▸ **EXERCISE**
Your response should consist of every entry, unchanged.

[[ DATA IN THIS EXERCISE, beginning ]]

PR #675, opened 2022-09-12
Implement all class methods

dogmax296:


src/main/java/core/basesyntax/MyLinkedList.java
```diff
@@ -3,45 +3,164 @@
...
+        }
+        size--;
+        return node.value;
     }
 
     @Override
     public boolean remove(T object) {
+        Node<T> node = start;
+        for (int i = 0; i < size; i++) {
+            if ((object == null && object == node.value) || node.value.equals(object)) {
```
Rommelua, line 72: You will get NPE if **object != null** and **node.value == null**
just use null-safe equals expression here.

src/main/java/core/basesyntax/MyLinkedList.java
```diff
@@ -3,45 +3,164 @@
...
+            start = newNode;
+        } else {
+            newNode = new Node<>(value, node, node.prev);
+            node.prev.next = newNode;
+            node.prev = newNode;
+        }
+        size++;
+    }
+
+    private static class Node<E> {
```
Rommelua, line 155:
```suggestion
    private static class Node<T> {
```
You can use **T** as well in this class.

Rommelua (changes requested):

src/main/java/core/basesyntax/MyLinkedList.java
dogmax296: if I delete (object == null && object == node.value) test testRemoveByItemPositive() is not passed
if you talking about Objects class - we can't use it in this task

src/main/java/core/basesyntax/MyLinkedList.java
dogmax296: OK

src/main/java/core/basesyntax/MyLinkedList.java
```diff
@@ -3,45 +3,164 @@
 import java.util.List;
 
 public class MyLinkedList<T> implements MyLinkedListInterface<T> {
+    private Node<T> start;
+    private Node<T> end;
+    private int size = 0;
```
aaananas, line 8:
```suggestion
    private int size;
```

src/main/java/core/basesyntax/MyLinkedList.java
```diff
@@ -3,45 +3,164 @@
 import java.util.List;
 
 public class MyLinkedList<T> implements MyLinkedListInterface<T> {
+    private Node<T> start;
+    private Node<T> end;
```
```suggestion
    private Node<T> head;
    private Node<T> tail;
```
you have methods addToTail, so lets call fields ahead and tail accordingly

src/main/java/core/basesyntax/MyLinkedList.java
aaananas, line 72:
```suggestion
            if ((object == node.value) || node.value != null && node.value.equals(object)) {
```

src/main/java/core/basesyntax/MyLinkedList.java
```diff
@@ -3,45 +3,164 @@
...
+            }
+        }
+        node = start;
+        for (int i = 0; i < size; i++) {
+            if (index == i) {
+                break;
+            }
+            node = node.next;
+        }
+        return node;
```
aaananas, line 110:
```suggestion
        if (index > size >>> 1) {
            node = end;
            for (int i = size - 1; i >= 0; i--) {
                if (index == i) {
                    break;
                }
                node = node.prev;
            }
        } else {
            node = start;
            for (int i = 0; i < size; i++) {
                if (index == i) {
                    break;
                }
                node = node.next;
            }
        }
        return node;
```

aaananas (changes requested):

src/main/java/core/basesyntax/MyLinkedList.java
dogmax296: OK

src/main/java/core/basesyntax/MyLinkedList.java
dogmax296: OK

src/main/java/core/basesyntax/MyLinkedList.java
dogmax296: OK

src/main/java/core/basesyntax/MyLinkedList.java
dogmax296: OK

[[ DATA IN THIS EXERCISE, end ]]

▸ **FINISHED EXERCISE**
PR #675, opened 2022-09-12
Implement all class methods

dogmax296:


src/main/java/core/basesyntax/MyLinkedList.java
```diff
@@ -3,45 +3,164 @@
...
+        }
+        size--;
+        return node.value;
     }
 
     @Override
     public boolean remove(T object) {
+        Node<T> node = start;
+        for (int i = 0; i < size; i++) {
+            if ((object == null && object == node.value) || node.value.equals(object)) {
```
Rommelua, line 72: You will get NPE if **object != null** and **node.value == null**
just use null-safe equals expression here.

src/main/java/core/basesyntax/MyLinkedList.java
```diff
@@ -3,45 +3,164 @@
...
+            start = newNode;
+        } else {
+            newNode = new Node<>(value, node, node.prev);
+            node.prev.next = newNode;
+            node.prev = newNode;
+        }
+        size++;
+    }
+
+    private static class Node<E> {
```
Rommelua, line 155:
```suggestion
    private static class Node<T> {
```
You can use **T** as well in this class.

Rommelua (changes requested):

src/main/java/core/basesyntax/MyLinkedList.java
dogmax296: if I delete (object == null && object == node.value) test testRemoveByItemPositive() is not passed
if you talking about Objects class - we can't use it in this task

src/main/java/core/basesyntax/MyLinkedList.java
dogmax296: OK

src/main/java/core/basesyntax/MyLinkedList.java
```diff
@@ -3,45 +3,164 @@
 import java.util.List;
 
 public class MyLinkedList<T> implements MyLinkedListInterface<T> {
+    private Node<T> start;
+    private Node<T> end;
+    private int size = 0;
```
aaananas, line 8:
```suggestion
    private int size;
```

src/main/java/core/basesyntax/MyLinkedList.java
```diff
@@ -3,45 +3,164 @@
 import java.util.List;
 
 public class MyLinkedList<T> implements MyLinkedListInterface<T> {
+    private Node<T> start;
+    private Node<T> end;
```
```suggestion
    private Node<T> head;
    private Node<T> tail;
```
you have methods addToTail, so lets call fields ahead and tail accordingly

src/main/java/core/basesyntax/MyLinkedList.java
aaananas, line 72:
```suggestion
            if ((object == node.value) || node.value != null && node.value.equals(object)) {
```

src/main/java/core/basesyntax/MyLinkedList.java
```diff
@@ -3,45 +3,164 @@
...
+            }
+        }
+        node = start;
+        for (int i = 0; i < size; i++) {
+            if (index == i) {
+                break;
+            }
+            node = node.next;
+        }
+        return node;
```
aaananas, line 110:
```suggestion
        if (index > size >>> 1) {
            node = end;
            for (int i = size - 1; i >= 0; i--) {
                if (index == i) {
                    break;
                }
                node = node.prev;
            }
        } else {
            node = start;
            for (int i = 0; i < size; i++) {
                if (index == i) {
                    break;
                }
                node = node.next;
            }
        }
        return node;
```

aaananas (changes requested):

src/main/java/core/basesyntax/MyLinkedList.java
dogmax296: OK

src/main/java/core/basesyntax/MyLinkedList.java
dogmax296: OK

src/main/java/core/basesyntax/MyLinkedList.java
dogmax296: OK

src/main/java/core/basesyntax/MyLinkedList.java
dogmax296: OK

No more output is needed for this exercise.